PROGRAMA DE PÓS-GRADUAÇÃO EM HISTÓRIA

UMA ANÁLISE DA IDEOLOGIA PRESENTE NOS QUADRINHOS DO CAPITÃO


AMÉRICA.

Hugo Faccion Guimarães


Professor: Danilo José Zioni Ferreti

São João Del Rei


2019
UMA ANÁLISE DA IDEOLOGIA PRESENTE NOS QUADRINHOS DO CAPITÃO
AMÉRICA.

RESUMO: Levando em conta todo alcance que as mídias audiovisuais de massa obtiveram
a partir dos anos 2000, o artigo pretende fazer uma análise do percurso das histórias em
quadrinhos (HQ) do Capitão América e sua representação ideológica. Para isso será feita
uma explanação dos conceitos de ideologia e representação, ressaltando os devidos
cuidados no uso de tais conceitos, além de uma breve apresentação de outras mídias
audiovisuais de massa e suas relações.

PALAVRAS-CHAVE: ideologia – representação – histórias em quadrinhos – capitão


américa
INTRODUÇÃO

Com o advento das mídias audiovisuais de massa e sua atual demanda se faz
necessária uma análise conceitual das mudanças ocorridas nas histórias em quadrinhos
(HQ) do Capitão América. Mudança a qual pode parecer superficial para olhos menos
interessados, mas que passa uma mensagem que é um espelho de uma representação social
coletiva ou individual.

O objetivo do artigo é demonstrar que diversos processos e demandas sociais


podem influenciar na criação das HQ e que isso não é compreensível em um primeiro
momento. Serão usados os conceitos de ideologia e representação na análise do objeto. O
que é ideologia? O que ela representa? As mídias audiovisuais de massa, são responsáveis
pela difusão da ideologia? É possível negar a ideologia?

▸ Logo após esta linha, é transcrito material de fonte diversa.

PR #32315, opened 2021-02-05
[4.0] Deliver ES2015+ javascript

dgrammatiko:
Pull Request for Issue # .

### Summary of Changes

Use `type=module` for ES2017 and `nomodule` for ES5 scripts

### Testing Instructions

Test every url Front End  and Back End to confirm that there's no console errors and all the interactive elements continue to work as before
Especially check the Admin login by insering a username but ignoring the password should raise a message (formbvalidation)
Set the editor to Codemirror and create an article and also check that editing a template file is working as before

### Documentation Changes Required

Just as a comment here: all `.es6.js` and `.w-c.es6.js` are handled by Rollup, meaning that any `import ` will be correctly bundled. Also the compiled `-es5.js` is again created by Rollup using Babel. This adds a delay on the build command BUT now all the ES6 files are ES2017 (meaning there is translation to a minimum version) against the previous state (ES6 files 
could have eg 2021 code that would be problematic for many browsers as the coverage is way bellow the 95% threshold, which is assumed the industry standard for the compatibility lower boundary. Worth watching https://www.youtube.com/watch?v=cLxNdLK--yI by @developit and @housseindjirdeh as this PR basically implements exactly that)

### Performance

The impact could be from 1s to 20s depending on the actual hardware

#### Before

The CI server
Screenshot 2021-02-25 at 13 26 35

My mac
Screenshot 2021-02-25 at 22 22 32

#### After

The CI server
Screenshot 2021-02-25 at 13 28 16
 
My mac
Screenshot 2021-02-25 at 22 20 23

Calling for testing @richard67 @Fedik @anibalsanchez @alikon @laoneo 

> how Joomla is doing the transition

- Started with the bootstrap PR: https://github.com/joomla/joomla-cms/pull/31990
- Then transitioned the Web Components/Custom Elements https://github.com/joomla/joomla-cms/pull/32171
- Finally this PR transitions all the remaining scripts

> what an extension developer should do to follow the steps

- If the dev is using Web Assets then the change is a simple switch of the definitions of the scripts (assuming that the source is modern JS and there is a bundler capable of producing ES2017 and ES5 scripts, continue reading).
Eg legacy script is, let's say some jQuery, so:

```json
    {
       "name": "com_example.awesome-script",
       "type": "script",
       "uri": "com_example/awesome-script.min.js",
       "dependencies": [
         "core"
       ],
       "attributes": {
         "defer": true
       }
``` 

[...]

Issue #25639, opened 2019-07-18
[4.0] Improve ES5 Generation with polyfills for IE


wilsonge:
Despite core is dropping formal support for IE in our template neither do we want to make it too hard to build frontend templates on IE. Basically in core we can use the ES6 files natively now and we also don't want to have to add IE code in this.

I believe we can use this https://github.com/zloirock/core-js/blob/master/docs/2019-03-19-core-js-3-babel-and-a-look-into-the-future.md#web-standards for the es5 files which will hopefully still be ie11 compat (but not used by core but provided as a service for templates who require it). And that will polyfill nodeList.foreach removing our requirement for example to use `[].slice.call()` from JS as an example

This came out of this closed issue https://github.com/joomla/joomla-cms/issues/25566

brianteeman:
@Fedik @dgrammatiko @wilsonge Is this still an issue?

dgrammatiko:
Partially. The core-js that @wilsonge mentioned here is already in our dependencies https://github.com/joomla/joomla-cms/blob/f4ac18829fad6eadd7260ac2f951aca0c7da459b/package.json#L77 **BUT** the ES5 rollup config needs some attention. I mean we can inflate every script by injecting the polyfills from core-js (easy fix I already have the code muted in place) or serve the polyfills as separate scripts (with a `nomodule` attribute) so we don't repeat the polyfills per script. Reference: https://github.com/joomla/joomla-cms/pull/32315#issuecomment-787427272

dgrammatiko:
@brianteeman this can be closed as there's a PR: https://github.com/joomla/joomla-cms/pull/33084

dgrammatiko:
This can be closed but there is still https://github.com/joomla/joomla-cms/issues/22164 which needs to be addressed (eg polyfills not provided by babel)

A começar pela definição de ideologia é necessário visitar alguns autores que já


conseguiram delimitar o conceito, Terry Eagleton define como:

A palavra “ideologia” é, por assim dizer, um texto, tecido com


uma trama inteira de diferentes fios conceituais; é traçado por
divergentes histórias, e mais importante, provavelmente, do que
forçar essas linhagens a reunir-se em alguma Grande Teoria
Global é determinar o que há de valioso em cada uma delas e o
que pode ser descartado. (EAGLETON, 1997, p.15)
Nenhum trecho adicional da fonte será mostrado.